Nenda went over to the sleeping Atvar H’sial and nudged her with his boot.

“Your turn. I’ve done my bit.”

The Cecropian awoke like the unfolding of a gigantic and hideous flower. Six jointed limbs stretched luxuriantly away from the dark-red body, while the yellow horns opened and the long antennas unfurled like delicate ferns.

“No problems?” The pheromones generated by Atvar H’sial were a statement more than a question. The Cecropian lifted her white, eyeless head and scanned around her.

“Nothing you want to hear about. We’re out of the Anfract.” Nenda sniffed noisily and headed at once for the sleeping quarters.

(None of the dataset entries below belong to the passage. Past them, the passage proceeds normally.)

PR #212, opened 2017-10-19
Yf/genus aggregation

yunfangjuan:
doing genus aggregation on the db load

Test Plan
pr = PipelineRun.find(31)
pr.pipeline_output.destroy!
pr.load_results_from_s3 

and check results!!

### DIFF
--- a/app/models/pipeline_output.rb
+++ b/app/models/pipeline_output.rb
@@ -19,4 +19,20 @@ class PipelineOutput < ApplicationRecord
 
     end
   end
+
+  def generate_aggregate_counts(tax_level_name)
+    current_date = Time.now.strftime("%Y-%m-%d")
+    tax_level_id = TaxonCount::NAME_2_LEVEL[tax_level_name]
+    TaxonCount.connection.execute(
+      "INSERT INTO taxon_counts(pipeline_output_id, tax_id, name,
+                                tax_level, count_type, count, created_at, updated_at)
+       SELECT #{id}, taxon_lineages.#{tax_level_name}_taxid, taxon_lineages.#{tax_level_name}_name,
+              #{tax_level_id}, taxon_counts.count_type,
+              sum(taxon_counts.count), '#{current_date}', '#{current_date}'
+       FROM  taxon_lineages, taxon_counts
+       WHERE taxon_lineages.taxid = taxon_counts.tax_id AND
+             taxon_counts.pipeline_output_id = #{id} AND
+             taxon_counts.tax_level = #{TaxonCount::TAX_LEVEL_SPECIES}
+      GROUP BY 1,2,3,4,5")
+  end
 end
--- a/app/models/pipeline_output.rb
+++ b/app/models/pipeline_output.rb
@@ -21,7 +21,7 @@ class PipelineOutput < ApplicationRecord
   end
 
   def generate_aggregate_counts(tax_level_name)
-    current_date = Time.now.strftime("%Y-%m-%d")
+    current_date = Time.zone.now.strftime("%Y-%m-%d")
     tax_level_id = TaxonCount::NAME_2_LEVEL[tax_level_name]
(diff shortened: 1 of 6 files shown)


app/models/taxon_count.rb
```diff
@@ -2,8 +2,12 @@ class TaxonCount < ApplicationRecord
   belongs_to :pipeline_output
   TAX_LEVEL_SPECIES = 1
   TAX_LEVEL_GENUS = 2
+  TAX_LEVEL_FAMILY = 3
   COUNT_TYPE_NT = 'NT'.freeze
   COUNT_TYPE_NR = 'NR'.freeze
+  NAME_2_LEVEL = { 'specifies' => TAX_LEVEL_SPECIES,
```
cdebourcy: 'species' instead of 'specifies'

boris-dimitrov:
cool, i want to read more carefully when i get to a big screen, particularly as to what happens for species that have no genus

yunfangjuan:
@boris-dimitrov in that case, no genus counts for it.

boris-dimitrov:
I think it would be useful to create a pseudo-genus for those taxons, so that we can get count and z score for all of them as a category, on the report.   The reason this will be useful is that we will have expand/collapse function showing species under their genuses, with sorting and filtering working on the genus metrics.  Sort of an officially supported “Other” category could be useful.  Don’t we currently assign -999 genus id for those guys?

cdebourcy:
Agree with Boris and yes when we generate the taxon lineage table we do fill all missing values with -999.

yunfangjuan:
I think anything map to other we actually dont show on report.

app/models/pipeline_output.rb
```diff
@@ -19,4 +19,21 @@ def generate_report
...
+       SELECT #{id}, taxon_lineages.#{tax_level_name}_taxid, taxon_lineages.#{tax_level_name}_name,
+              #{tax_level_id}, taxon_counts.count_type,
+              sum(taxon_counts.count), '#{current_date}', '#{current_date}'
+       FROM  taxon_lineages, taxon_counts
+       WHERE taxon_lineages.taxid = taxon_counts.tax_id AND
+             taxon_counts.pipeline_output_id = #{id} AND
+             taxon_counts.tax_level = #{TaxonCount::TAX_LEVEL_SPECIES}
+      GROUP BY 1,2,3,4,5"
+    )
+  end
```
boris-dimitrov: How does this deal with reads that map to a genus without mapping to any particular species?

app/models/pipeline_run.rb
```diff
@@ -77,11 +77,24 @@ def load_results_from_s3
...
+
+    pipeline_output_dict['taxon_counts_attributes'] = taxon_counts_attributes_filtered
     pipeline_output_dict['job_stats_attributes'] = stats_array
     po = PipelineOutput.new(pipeline_output_dict)
     po.sample = sample
     po.pipeline_run = self
     po.save
+    # aggregate the data at genus level
+    po.generate_aggregate_counts('genus')
+
```
boris-dimitrov: If the RAILS process crashes, are these rolled back?

app/models/pipeline_output.rb
cdebourcy: I don't think our pipeline currently allows for such a case, but it should in the future

boris-dimitrov: Ok, then all I request is a small comment here to that effect.

yunfangjuan: I think it already does that for most part because we do have all the taxon ids and some of them do map to 999. I will add a to-do and make the change after we finalize the taxon_leages not found code.

app/models/pipeline_run.rb
yunfangjuan: good point. i will put it in a transaction.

They were designed for a Chism Polypheme, a nine-foot tall corkscrew with helical symmetry; even so, they should be a lot better than the pilot’s chair. “Don’t bother waking me for the Bose jumps,” he said over his shoulder. “Just let me know when we get to the Mandel system.”

That might take a day, or it might take a month. Louis felt ready for something nicely in between — say, four or five days of sleep — when he collapsed onto the bunk. He tried to shape his body to the awkward spiral padding.

Everything depended on how tricky Atvar H’sial could get. The Torvil Anfract lay in remote Zardalu Communion territory, hundreds of light-years away from the Phemus Circle. Mandel’s stellar system was located within the Circle. The Have-it-all had been left near a gas-giant planet, Gargantua, that orbited Mandel. But linear distance was quite irrelevant. The Indulgence would negotiate a series of superluminal transitions, jumps through the nodes of the Bose Network. Travel time was a function of operator cunning, node loading, and energy budget.

Atvar H’sial could see nothing at all in human terms, but she had a remarkable power to visualize. Louis knew that when it came to manipulating the nonlinear connectors of the Bose geometry, she left him standing.

So he felt a strange mixture of pleasure and annoyance when, twelve hours later, she came to where he was still trying to fit his body — unsuccessfully — to a corkscrew shape, and announced: “I have a problem, Louis. I would welcome your counsel.”